There is a clear difference in the tax rates on EVs and Li-ion batteries, while the EVs are taxed at 5% Li-ion batteries are taxed at 18%. Those who are well aware of all the discussions said that similar talks had taken place in the past too, but with the battery swapping policy going forward, the conversations have picked up the pace again.

Ministry of NITI Aayog, New and Renewable Energy, Heavy Industries, and other government departments held their first meeting on the battery-swapping policy on Tuesday. After the meeting, they also received suggestions and recommendations on the draft policy until June 5. People said that apart from the rationalization of taxes, standardization of batteries to ensure interoperability was also on the agenda of the meeting.

NITI Aayog will not give much emphasis on the Goods and Services Tax (GST) issues as it comes under the umbrella of the Finance Ministry, but the best they can do is send the best recommendation on tax rationalization.

GST council will be responsible for taking any decision about changing the GST rates. It was the year 2018 when the council had last reduced the GST on lithium-ion batteries from 28% to 18%. Now, when the focus is on the EV ecosystem and more automakers entering this ecosystem, people are wondering about the price parity between batteries and EVs because the difference is very clearly visible.

Last year in December, Amitabh Kant, chief executive of NITI Aayog said that the government was considering the option of reducing the GST on electric vehicle (EV) batteries. In addition, the draft policy which was released by the think tank urged the rationalization of tax on the Li-ion batteries.

“The draft policy said As per the current GST regime, tax rates on lithium-ion batteries and electric vehicle supply equipment (EVSE) are 18% and 5%, respectively. The GST Council, the decision-making body on GST provisions, may consider reducing the differential across the two tax rates. The council will take an appropriate decision in this regard at a suitable time”.

The government think tank also recommended that the existing scheme can be modified or a new scheme can be introduced to provide more clarity and support to developers of battery-swapping stations.

The government may take around three months to develop a final policy and queries sent to the Ministries of NITI Aayog, New and Renewable Energy, Heavy Industries, and Finance stayed unanswered till press time.

Experts expressed that without rationalizing the GST rates on lithium-ion batteries, India’s EV ambitions may have to face some obstacles. They also said that If the government wants to promote electric vehicles, then they have to take rate cuts seriously.

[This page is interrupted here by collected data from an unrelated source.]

PR #317, opened 2023-09-19
add inventory proxy data

anjeshshrestha:


src/main/java/com/github/manolo8/darkbot/core/objects/facades/InventoryProxy.java
```diff
@@ -0,0 +1,60 @@
...
+
+import static com.github.manolo8.darkbot.Main.API;
+
+@Getter
+public class InventoryProxy extends Updatable implements InventoryAPI {
+    @Getter(AccessLevel.NONE)
+    private final ObjArray itemsArr = ObjArray.ofVector(true);
+
+    public List<Item> items = new ArrayList<>();
+    private final Timer updateTimer = Timer.get(10_000);
```
Pablete1234, line 23: maybe instead of just a hard-coded timer to re-fetch all items every 10s, also consider doing it only if some plugins is polling the api (ie: calling getItems()). Basically define getItems and make that method be the one that calls update (if timer.tryactivate) and then returns the result.

src/main/java/com/github/manolo8/darkbot/core/objects/facades/InventoryProxy.java
```diff
@@ -0,0 +1,60 @@
...
+
+    @Override
+    public void update() {
+        if (updateTimer.tryActivate()) {
+            itemsArr.update(Main.API.readMemoryPtr(address, 0x30, 0x58));
+            itemsArr.syncAndReport(items, Item::new);
```
Pablete1234, line 29: Sync and report doesn't seem to be used for anything, you don't care if an update was made or not, so why use it?

src/main/java/com/github/manolo8/darkbot/core/objects/facades/InventoryProxy.java
```diff
@@ -0,0 +1,52 @@
...
+import lombok.ToString;
+
+import java.util.List;
+
+import static com.github.manolo8.darkbot.Main.API;
+
+@Getter
+public class InventoryProxy extends Updatable implements InventoryAPI {
+    @Getter(AccessLevel.NONE)
+    public FlashList<Item> items = FlashList.ofVector(Item::new);
```
Pablete1234, line 19:
```suggestion
    private FlashList<Item> items = FlashList.ofVector(Item::new);
```

PR #318, opened 2023-09-20
added possibility to disable fake dailyLogin.php in KekkaPlayer

Punikekk:


src/main/java/com/github/manolo8/darkbot/core/IDarkBotAPI.java
```diff
@@ -134,6 +134,7 @@ default void setVisible(boolean visible, boolean fullyHideEnabled) {
     }
 
     void handleRefresh();
```
Pablete1234, line 136: this can probably just default to calling handleRefresh with a true, and change GameAPIImpl to have a single method (always with a param)

Punikekk: I'm not sure it won't mess up some plugins

src/main/java/com/github/manolo8/darkbot/core/api/GameAPIImpl.java
```diff
@@ -447,18 +447,26 @@ public void resetCache() {
...
-        handler.reload();
-
+        reload(useFakeDailyLogin);
         extraMemoryReader.resetCache();
     }
 
+    protected void reload(boolean useFakeDailyLogin) {
+        handler.reload();
+    }
+
```
dm94, line 469: Why create a new function that does the same as the old one?
If you do not use the boolean of useFakeDailyLogin you do not need a new function asking for it.

Punikekk: It's default implementation, as you see I further override this method in KekkaPlayerAdapter

src/main/java/com/github/manolo8/darkbot/core/IDarkBotAPI.java
Pablete1234: i don't see how it would mess up plugins, just:
```java
default void handleRefresh() {
  handleRefresh(false);
}
```
it should be the exact same behavior as now

Pablete1234 (approved):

The government is making continuous efforts to promote the manufacturing of electric vehicles and batteries in the country. In the same view, it launched a production-linked incentive scheme for advanced chemical cell battery storage with an expenditure of ₹18,100 crores to attract more companies to the sector.

As per government data number of domestic electric vehicle sales this April, stayed at 72,519 units, which is 14,179 more than what was sold a year earlier, but it is also reported that in March 77,243 units of EVs were sold.